### Material provided
*** Begin section ***

PR #590, opened 2020-05-01
Provide rvalue cast operator for ResultValue

### LINKED ISSUE #589: Inconsistency in rvalue handling of ResultValue vs ResultValueType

*** End section ***

### Task to complete
Output the listing above in its entirety, exactly as given.

### Answer section
PR #590, opened 2020-05-01
Provide rvalue cast operator for ResultValue

### LINKED ISSUE #589: Inconsistency in rvalue handling of ResultValue vs ResultValueType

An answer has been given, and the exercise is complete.